Saved data entries:
PR #312, opened 2020-06-12
Add logo as module attempt 2

micwoj92:
This moves the echo to separate file so it  doesn't get stripped by script. I tested vpk generated after these changes with windows and gnu/linux using very-low and low preset as well with logo=off and logo=on in modules.cfg with positive outcome.


micwoj92:
I don't get this bot

mastercoms (approved):

PR #314, opened 2020-06-17
Remove os/index.md

micwoj92:
In my opinion this page is unneeded and "OS Optimizations " repetition does not look good stylistically.
image


mastercoms:
My concern is having a centralized location to link to for people with different operating systems. And if we add new operating systems in the future, we have to update with more and more links in all the respective places rather than having a central location for them.

micwoj92:
Is it possible to "link" it to folder in repo rather than file? So for example linking it to  docs/os/ would give a page with Windows and Linux link. And it would highlight the above "OS Optimizations" text rather than the subfolder one
image

mastercoms:
No I don't think it's possible.

PR #316, opened 2020-06-17
Add remark-lint-checkbox-content-indent

micwoj92:
I think this should fix the error found in this log https://sider.review/gh/repos/69422496/pulls/315/logs/e4395b09-a8e2-4f67-b7ca-f97db5df89b8


mastercoms:
I don't think this change fixes the error. I will look into it, thanks.

PR #331, opened 2020-06-25
Update modules

micwoj92:
My reasoning is that now there is mod support module, map background has much more to do with it than with hud modules.


mastercoms (changes requested):
As long as `dynamic_background=dustbowl` exists, I don't think this is a change we want to do. We could improve the linking/formatting for the dynamic_background module though.

micwoj92:
The modules are next to each other in docs so this isn't big change, but I find the description of mod support to be confusing. I think it would be better to add something like "If you find your mods not working you can enable mod support module" to map support module and delete "You may want to also enable preloading using the Map Background module." from mod support description

mastercoms:
I'll improve the description then instead of moving it.

PR #333, opened 2020-06-26
Add info about user folder and where to find modules.cfg

micwoj92:


docs/customization/modules.md
```diff
@@ -6,14 +6,18 @@ description: Easily customize mastercomfig to get the exact stuff you want witho
...
+Modules are used in presets to set quality levels and can also be used in the `tf/cfg/user/modules.cfg` file to customize your config easily without searching for individual console variable values. You can find out what modules does your preset use [here](https://github.com/mastercomfig/mastercomfig/tree/release/config/cfg/presets). To set custom module value just put it in `user/modules.cfg`. For example:
 
 ```
 textures=high
 ```
 
 This will set the texture quality to `high`.
 
+!!! note
+    If you do not have `user` folder you should create it. Template `modules.cfg` file can be downloaded [here](https://github.com/mastercomfig/mastercomfig/releases/latest/download/modules.cfg)
```
mastercoms: I don't think the template should be mentioned here.

docs/customization/modules.md
```diff
@@ -6,14 +6,18 @@ description: Easily customize mastercomfig to get the exact stuff you want witho
 Modules are groups of related commands with specific values for a certain use case or quality level.
 
 ## How to use
-Modules are [used in presets](https://github.com/mastercomfig/mastercomfig/tree/release/config/cfg/presets) to set quality levels and can also be used in the `tf/cfg/user/modules.cfg` file to customize your config easily without searching for individual console variable values. Just put your desired module level in `user/modules.cfg`. For example:
+
+Modules are used in presets to set quality levels and can also be used in the `tf/cfg/user/modules.cfg` file to customize your config easily without searching for individual console variable values. You can find out what modules does your preset use [here](https://github.com/mastercomfig/mastercomfig/tree/release/config/cfg/presets). To set custom module value just put it in `user/modules.cfg`. For example:
```
mastercoms: I think it should be 
```
can also be used in your very own `tf/cfg/user/modules.cfg` file
```

mastercoms: I'm not sure if I like `You can find out what modules does your preset use [here](https://github.com/mastercomfig/mastercomfig/tree/release/config/cfg/presets)` over the previous way it was linked.

mastercoms: I think this works better:

```
To set a custom module level just put it in `user/modules.cfg`. For example:
```

mastercoms (changes requested):

docs/customization/modules.md
micwoj92: Should it be in customization instead? it's just so people wont make mistake of having modules.cfg.txt when creating manually

docs/customization/modules.md
micwoj92: done

micwoj92: I wanted to specifically add info that you can find default values for presets there. I dont know how to put it in another words.

micwoj92: done

docs/customization/modules.md
mastercoms: If that's the case, then an empty modules file should be linked.

docs/customization/modules.md
mastercoms: Ok, then fix the grammatical error, plus [use descriptive text](https://web.dev/link-text/) for the link: `You can find out what module levels your preset uses by [viewing their respective cfg file](https://github.com/mastercomfig/mastercomfig/tree/release/config/cfg/presets).`

docs/customization/modules.md
micwoj92: This points to template so users already can see module values and read the inside of file for instruction instead of going back and forth to the docs page. If link would be to emply modules.cfg then it also should be in my opinion generated by packaging scripts. I do not believe this change is needed and the template is much better option.

mastercoms: The template encourages people to go through each option which is non-ideal and also involves editing a text file, rather than creating your own layer on top of mastercomfig as intended. This creates harder upgrade paths when modules change, as it involves redoing your modules.

docs/customization/modules.md
micwoj92: done

docs/customization/modules.md
micwoj92: Ah, I understand that point.  I see now that creating modules.cfg as empty file (same as autoexec.cfg) and renaming current modules.cfg to something like templatemodules.cfg as best option. Not sure about what you think about that.

mastercoms: You can remove the sentence for now, and then we can add it back once we have a generator for it.

docs/customization/modules.md
```diff
@@ -16,7 +16,7 @@ textures=high
 will set the texture quality to `high`.
 
 !!! note
-    If you do not have `user` folder you should create it. Template `modules.cfg` file can be downloaded [here](https://github.com/mastercomfig/mastercomfig/releases/latest/download/modules.cfg)
+    If you do not have `user` folder you should create it. Same principle applies to `modules.cfg` file.
```
micwoj92, line 19: Edited the sentence

mastercoms (approved):

PR #345, opened 2020-07-02
 Prevent fog cvar spew in console on startup

micwoj92:
This was present in old versions of mastercomfig but it was removed later. I am open for discussion as I do not know reason why it was removed. I think enabling it to prevent error messages and then disabling later in cfg is a reasonable fix for the problem that is cheat protected commands executing and giving errors.


mastercoms:
Are you sure that the fog cvars don't run after finalize?

micwoj92:
I will check it later today, thanks.

mastercoms:
Fog cvars run after, so it won't work.

micwoj92:
Oh I thought it's running when joining map using preload module. Thanks for correction and info.

PR #360, opened 2020-07-08
Make "cl_downloadfilter all" the default setting.

xNanochip:
This pull request makes the client cvar "cl_download filter all" the default module setting. The reason for this change is to eliminate the confusion on why clients get a giant "ERROR" for when they do not have required assets on a community server. This ensures that their game is running as intended and avoids obstructing game-play by not having the annoying "ERROR" sign.

### DIFF
--- a/config/mastercomfig/cfg/comfig/comfig.cfg
+++ b/config/mastercomfig/cfg/comfig/comfig.cfg
@@ -174,7 +174,7 @@ alias download_nosounds"cl_downloadfilter nosounds"
 alias download_mapsonly"cl_downloadfilter mapsonly"
 alias download_none"cl_downloadfilter none"
 
-alias download download_all
+alias download
 
 // -------------------
 // '-- Matchmaking --'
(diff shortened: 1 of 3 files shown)


Leo40Git:
The default should probably be `nosounds` if you're going for avoiding obstructive elements.

micwoj92:
Keeping in line with the new approach to mastercomfig defaults, the default for the downloads module should not be set.

config/mastercomfig/cfg/comfig/comfig.cfg
```diff
@@ -174,7 +174,7 @@ alias download_nosounds"cl_downloadfilter nosounds"
 alias download_mapsonly"cl_downloadfilter mapsonly"
 alias download_none"cl_downloadfilter none"
 
-alias download download_mapsonly
+alias download download_all
```
mastercoms:
```suggestion
alias download
```

mastercoms (changes requested):

mastercoms (changes requested):
You should change the documented default in `modules.md`.

xNanochip:
I assume you mean modules.cfg?

mastercoms:
In addition to the diff you have in modules.cfg, every module has their default documented in modules.md. With the default change, modules.md needs to be updated.

xNanochip:
Okay, good to go?

mastercoms (approved):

__WORK REQUEST__.
The records above must be transcribed line for line, exactly.

__TASK ANSWER__.
PR #312, opened 2020-06-12
Add logo as module attempt 2

micwoj92:
This moves the echo to separate file so it  doesn't get stripped by script. I tested vpk generated after these changes with windows and gnu/linux using very-low and low preset as well with logo=off and logo=on in modules.cfg with positive outcome.


micwoj92:
I don't get this bot

mastercoms (approved):

PR #314, opened 2020-06-17
Remove os/index.md

micwoj92:
In my opinion this page is unneeded and "OS Optimizations " repetition does not look good stylistically.
image


mastercoms:
My concern is having a centralized location to link to for people with different operating systems. And if we add new operating systems in the future, we have to update with more and more links in all the respective places rather than having a central location for them.

micwoj92:
Is it possible to "link" it to folder in repo rather than file? So for example linking it to  docs/os/ would give a page with Windows and Linux link. And it would highlight the above "OS Optimizations" text rather than the subfolder one
image

mastercoms:
No I don't think it's possible.

PR #316, opened 2020-06-17
Add remark-lint-checkbox-content-indent

micwoj92:
I think this should fix the error found in this log https://sider.review/gh/repos/69422496/pulls/315/logs/e4395b09-a8e2-4f67-b7ca-f97db5df89b8


mastercoms:
I don't think this change fixes the error. I will look into it, thanks.

PR #331, opened 2020-06-25
Update modules

micwoj92:
My reasoning is that now there is mod support module, map background has much more to do with it than with hud modules.


mastercoms (changes requested):
As long as `dynamic_background=dustbowl` exists, I don't think this is a change we want to do. We could improve the linking/formatting for the dynamic_background module though.

micwoj92:
The modules are next to each other in docs so this isn't big change, but I find the description of mod support to be confusing. I think it would be better to add something like "If you find your mods not working you can enable mod support module" to map support module and delete "You may want to also enable preloading using the Map Background module." from mod support description

mastercoms:
I'll improve the description then instead of moving it.

PR #333, opened 2020-06-26
Add info about user folder and where to find modules.cfg

micwoj92:


docs/customization/modules.md
```diff
@@ -6,14 +6,18 @@ description: Easily customize mastercomfig to get the exact stuff you want witho
...
+Modules are used in presets to set quality levels and can also be used in the `tf/cfg/user/modules.cfg` file to customize your config easily without searching for individual console variable values. You can find out what modules does your preset use [here](https://github.com/mastercomfig/mastercomfig/tree/release/config/cfg/presets). To set custom module value just put it in `user/modules.cfg`. For example:
 
 ```
 textures=high
 ```
 
 This will set the texture quality to `high`.
 
+!!! note
+    If you do not have `user` folder you should create it. Template `modules.cfg` file can be downloaded [here](https://github.com/mastercomfig/mastercomfig/releases/latest/download/modules.cfg)
```
mastercoms: I don't think the template should be mentioned here.

docs/customization/modules.md
```diff
@@ -6,14 +6,18 @@ description: Easily customize mastercomfig to get the exact stuff you want witho
 Modules are groups of related commands with specific values for a certain use case or quality level.
 
 ## How to use
-Modules are [used in presets](https://github.com/mastercomfig/mastercomfig/tree/release/config/cfg/presets) to set quality levels and can also be used in the `tf/cfg/user/modules.cfg` file to customize your config easily without searching for individual console variable values. Just put your desired module level in `user/modules.cfg`. For example:
+
+Modules are used in presets to set quality levels and can also be used in the `tf/cfg/user/modules.cfg` file to customize your config easily without searching for individual console variable values. You can find out what modules does your preset use [here](https://github.com/mastercomfig/mastercomfig/tree/release/config/cfg/presets). To set custom module value just put it in `user/modules.cfg`. For example:
```
mastercoms: I think it should be 
```
can also be used in your very own `tf/cfg/user/modules.cfg` file
```

mastercoms: I'm not sure if I like `You can find out what modules does your preset use [here](https://github.com/mastercomfig/mastercomfig/tree/release/config/cfg/presets)` over the previous way it was linked.

mastercoms: I think this works better:

```
To set a custom module level just put it in `user/modules.cfg`. For example:
```

mastercoms (changes requested):

docs/customization/modules.md
micwoj92: Should it be in customization instead? it's just so people wont make mistake of having modules.cfg.txt when creating manually

docs/customization/modules.md
micwoj92: done

micwoj92: I wanted to specifically add info that you can find default values for presets there. I dont know how to put it in another words.

micwoj92: done

docs/customization/modules.md
mastercoms: If that's the case, then an empty modules file should be linked.

docs/customization/modules.md
mastercoms: Ok, then fix the grammatical error, plus [use descriptive text](https://web.dev/link-text/) for the link: `You can find out what module levels your preset uses by [viewing their respective cfg file](https://github.com/mastercomfig/mastercomfig/tree/release/config/cfg/presets).`

docs/customization/modules.md
micwoj92: This points to template so users already can see module values and read the inside of file for instruction instead of going back and forth to the docs page. If link would be to emply modules.cfg then it also should be in my opinion generated by packaging scripts. I do not believe this change is needed and the template is much better option.

mastercoms: The template encourages people to go through each option which is non-ideal and also involves editing a text file, rather than creating your own layer on top of mastercomfig as intended. This creates harder upgrade paths when modules change, as it involves redoing your modules.

docs/customization/modules.md
micwoj92: done

docs/customization/modules.md
micwoj92: Ah, I understand that point.  I see now that creating modules.cfg as empty file (same as autoexec.cfg) and renaming current modules.cfg to something like templatemodules.cfg as best option. Not sure about what you think about that.

mastercoms: You can remove the sentence for now, and then we can add it back once we have a generator for it.

docs/customization/modules.md
```diff
@@ -16,7 +16,7 @@ textures=high
 will set the texture quality to `high`.
 
 !!! note
-    If you do not have `user` folder you should create it. Template `modules.cfg` file can be downloaded [here](https://github.com/mastercomfig/mastercomfig/releases/latest/download/modules.cfg)
+    If you do not have `user` folder you should create it. Same principle applies to `modules.cfg` file.
```
micwoj92, line 19: Edited the sentence

mastercoms (approved):

PR #345, opened 2020-07-02
 Prevent fog cvar spew in console on startup

micwoj92:
This was present in old versions of mastercomfig but it was removed later. I am open for discussion as I do not know reason why it was removed. I think enabling it to prevent error messages and then disabling later in cfg is a reasonable fix for the problem that is cheat protected commands executing and giving errors.


mastercoms:
Are you sure that the fog cvars don't run after finalize?

micwoj92:
I will check it later today, thanks.

mastercoms:
Fog cvars run after, so it won't work.

micwoj92:
Oh I thought it's running when joining map using preload module. Thanks for correction and info.

PR #360, opened 2020-07-08
Make "cl_downloadfilter all" the default setting.

xNanochip:
This pull request makes the client cvar "cl_download filter all" the default module setting. The reason for this change is to eliminate the confusion on why clients get a giant "ERROR" for when they do not have required assets on a community server. This ensures that their game is running as intended and avoids obstructing game-play by not having the annoying "ERROR" sign.

### DIFF
--- a/config/mastercomfig/cfg/comfig/comfig.cfg
+++ b/config/mastercomfig/cfg/comfig/comfig.cfg
@@ -174,7 +174,7 @@ alias download_nosounds"cl_downloadfilter nosounds"
 alias download_mapsonly"cl_downloadfilter mapsonly"
 alias download_none"cl_downloadfilter none"
 
-alias download download_all
+alias download
 
 // -------------------
 // '-- Matchmaking --'
(diff shortened: 1 of 3 files shown)


Leo40Git:
The default should probably be `nosounds` if you're going for avoiding obstructive elements.

micwoj92:
Keeping in line with the new approach to mastercomfig defaults, the default for the downloads module should not be set.

config/mastercomfig/cfg/comfig/comfig.cfg
```diff
@@ -174,7 +174,7 @@ alias download_nosounds"cl_downloadfilter nosounds"
 alias download_mapsonly"cl_downloadfilter mapsonly"
 alias download_none"cl_downloadfilter none"
 
-alias download download_mapsonly
+alias download download_all
```
mastercoms:
```suggestion
alias download
```

mastercoms (changes requested):

mastercoms (changes requested):
You should change the documented default in `modules.md`.

xNanochip:
I assume you mean modules.cfg?

mastercoms:
In addition to the diff you have in modules.cfg, every module has their default documented in modules.md. With the default change, modules.md needs to be updated.

xNanochip:
Okay, good to go?

mastercoms (approved):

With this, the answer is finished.